-------- Source records

PR #370, opened 2024-09-13
Add initial gitvote config

sshiells-scottlogic:
Add intial gitvote config with some best guess parameters for what we want:

Vote duration: 5 days
Periodic automatic status check: 1 day
Pass Threshold: 50% (i.e. majority)
Vote closes on passing: true
Binding votes: SteerCo

### DIFF
--- a/docs/.gitvote.yml
+++ b/docs/.gitvote.yml
@@ -1,0 +1,15 @@
+profiles:
+  default:
+    # Voting duration of 5 days
+    duration: 5d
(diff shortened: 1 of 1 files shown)


sshiells-scottlogic:
I am not sure if we can test before this is merged, but once merged we should be able to test on an issue as this should allow votes on both PRs and Issues.

eddie-knight (approved):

----------------

> _Exercise prompt_
The answer must be the line containing "duration of 5 days" and every line after it through the last line of the records above, repeated exactly.

> _Expected answer_
+    # Voting duration of 5 days
+    duration: 5d
(diff shortened: 1 of 1 files shown)


sshiells-scottlogic:
I am not sure if we can test before this is merged, but once merged we should be able to test on an issue as this should allow votes on both PRs and Issues.

eddie-knight (approved):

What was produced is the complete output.